[Opening DATA SECTION section]
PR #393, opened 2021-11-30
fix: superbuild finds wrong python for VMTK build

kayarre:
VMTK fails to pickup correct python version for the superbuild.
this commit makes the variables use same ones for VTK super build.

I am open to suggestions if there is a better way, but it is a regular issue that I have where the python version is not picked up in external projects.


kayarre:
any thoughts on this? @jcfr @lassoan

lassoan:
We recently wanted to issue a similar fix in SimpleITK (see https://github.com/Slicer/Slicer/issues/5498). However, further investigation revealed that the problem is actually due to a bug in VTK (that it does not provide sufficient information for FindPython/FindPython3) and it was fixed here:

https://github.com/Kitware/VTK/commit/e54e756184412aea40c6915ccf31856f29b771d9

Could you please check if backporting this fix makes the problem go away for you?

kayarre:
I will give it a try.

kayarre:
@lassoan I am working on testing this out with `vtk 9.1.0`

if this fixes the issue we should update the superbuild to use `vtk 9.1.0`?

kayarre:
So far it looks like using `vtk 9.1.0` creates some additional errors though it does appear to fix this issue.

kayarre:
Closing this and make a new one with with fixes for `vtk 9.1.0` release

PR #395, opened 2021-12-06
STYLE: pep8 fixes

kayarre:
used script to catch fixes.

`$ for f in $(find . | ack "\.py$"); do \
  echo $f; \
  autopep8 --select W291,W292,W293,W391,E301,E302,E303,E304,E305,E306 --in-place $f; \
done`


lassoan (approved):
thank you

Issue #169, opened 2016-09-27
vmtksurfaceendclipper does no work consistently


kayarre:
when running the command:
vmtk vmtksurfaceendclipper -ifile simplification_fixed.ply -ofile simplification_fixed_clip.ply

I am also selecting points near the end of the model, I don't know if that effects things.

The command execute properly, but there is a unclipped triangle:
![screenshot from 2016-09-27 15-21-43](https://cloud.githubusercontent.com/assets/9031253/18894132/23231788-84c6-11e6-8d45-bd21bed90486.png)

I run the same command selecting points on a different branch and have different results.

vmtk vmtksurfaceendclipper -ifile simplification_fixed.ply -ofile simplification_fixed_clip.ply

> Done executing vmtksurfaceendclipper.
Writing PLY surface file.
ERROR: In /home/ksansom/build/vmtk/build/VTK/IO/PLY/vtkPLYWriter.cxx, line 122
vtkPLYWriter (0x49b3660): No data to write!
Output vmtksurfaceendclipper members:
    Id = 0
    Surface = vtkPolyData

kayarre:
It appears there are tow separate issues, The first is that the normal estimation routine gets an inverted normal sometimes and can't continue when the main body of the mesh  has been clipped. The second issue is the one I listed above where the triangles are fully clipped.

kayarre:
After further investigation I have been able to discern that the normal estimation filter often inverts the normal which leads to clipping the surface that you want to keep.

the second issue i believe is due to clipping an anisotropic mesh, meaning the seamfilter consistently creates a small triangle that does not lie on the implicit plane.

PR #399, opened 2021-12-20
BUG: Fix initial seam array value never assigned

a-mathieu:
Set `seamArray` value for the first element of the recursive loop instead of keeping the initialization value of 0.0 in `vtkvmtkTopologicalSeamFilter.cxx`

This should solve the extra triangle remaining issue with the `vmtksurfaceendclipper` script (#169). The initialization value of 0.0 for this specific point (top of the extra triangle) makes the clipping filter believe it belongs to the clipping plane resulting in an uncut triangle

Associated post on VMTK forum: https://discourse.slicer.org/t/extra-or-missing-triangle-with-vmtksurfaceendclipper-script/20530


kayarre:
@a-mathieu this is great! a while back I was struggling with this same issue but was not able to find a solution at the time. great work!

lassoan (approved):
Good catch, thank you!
[Closing DATA SECTION section]
[Opening DATA SECTION section]
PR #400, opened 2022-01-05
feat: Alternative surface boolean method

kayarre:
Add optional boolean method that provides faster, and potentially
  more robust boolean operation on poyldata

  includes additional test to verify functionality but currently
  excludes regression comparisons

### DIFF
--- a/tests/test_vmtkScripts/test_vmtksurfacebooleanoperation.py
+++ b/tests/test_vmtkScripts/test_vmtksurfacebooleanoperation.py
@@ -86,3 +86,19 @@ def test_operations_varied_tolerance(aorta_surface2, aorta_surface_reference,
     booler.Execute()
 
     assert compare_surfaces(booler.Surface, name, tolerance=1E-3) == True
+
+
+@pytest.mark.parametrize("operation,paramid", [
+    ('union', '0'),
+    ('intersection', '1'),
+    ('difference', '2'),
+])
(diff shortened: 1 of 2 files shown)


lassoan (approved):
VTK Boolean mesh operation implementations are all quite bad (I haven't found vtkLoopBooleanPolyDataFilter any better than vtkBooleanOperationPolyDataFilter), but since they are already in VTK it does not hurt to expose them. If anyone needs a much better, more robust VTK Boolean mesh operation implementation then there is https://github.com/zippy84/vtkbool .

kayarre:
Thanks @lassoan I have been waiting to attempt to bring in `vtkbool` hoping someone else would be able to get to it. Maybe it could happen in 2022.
[Closing DATA SECTION section]
[Opening DATA SECTION section]
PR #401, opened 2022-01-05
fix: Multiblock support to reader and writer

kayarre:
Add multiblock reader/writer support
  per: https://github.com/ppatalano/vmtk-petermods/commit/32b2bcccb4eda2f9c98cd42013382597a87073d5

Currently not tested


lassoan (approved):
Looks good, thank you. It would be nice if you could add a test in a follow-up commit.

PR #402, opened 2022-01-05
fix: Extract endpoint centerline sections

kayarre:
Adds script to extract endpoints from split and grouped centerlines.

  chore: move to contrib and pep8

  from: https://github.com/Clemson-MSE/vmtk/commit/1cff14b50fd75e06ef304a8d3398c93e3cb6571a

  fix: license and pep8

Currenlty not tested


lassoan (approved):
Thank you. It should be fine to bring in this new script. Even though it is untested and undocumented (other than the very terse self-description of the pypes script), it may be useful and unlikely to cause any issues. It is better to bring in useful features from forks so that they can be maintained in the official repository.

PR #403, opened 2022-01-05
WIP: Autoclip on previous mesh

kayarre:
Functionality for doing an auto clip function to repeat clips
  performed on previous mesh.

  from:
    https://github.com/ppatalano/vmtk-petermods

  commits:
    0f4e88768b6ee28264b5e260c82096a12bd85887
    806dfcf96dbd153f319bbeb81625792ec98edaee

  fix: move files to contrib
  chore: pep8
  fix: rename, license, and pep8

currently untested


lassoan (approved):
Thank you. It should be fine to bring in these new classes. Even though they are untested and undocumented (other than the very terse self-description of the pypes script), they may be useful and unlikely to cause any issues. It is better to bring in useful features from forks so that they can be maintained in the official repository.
[Closing DATA SECTION section]
▶ _EXERCISE DETAILS_: Out of the material above, gather each line where "when" appears.

▶ _TASK ANSWER_:
when running the command:
It appears there are tow separate issues, The first is that the normal estimation routine gets an inverted normal sometimes and can't continue when the main body of the mesh  has been clipped. The second issue is the one I listed above where the triangles are fully clipped.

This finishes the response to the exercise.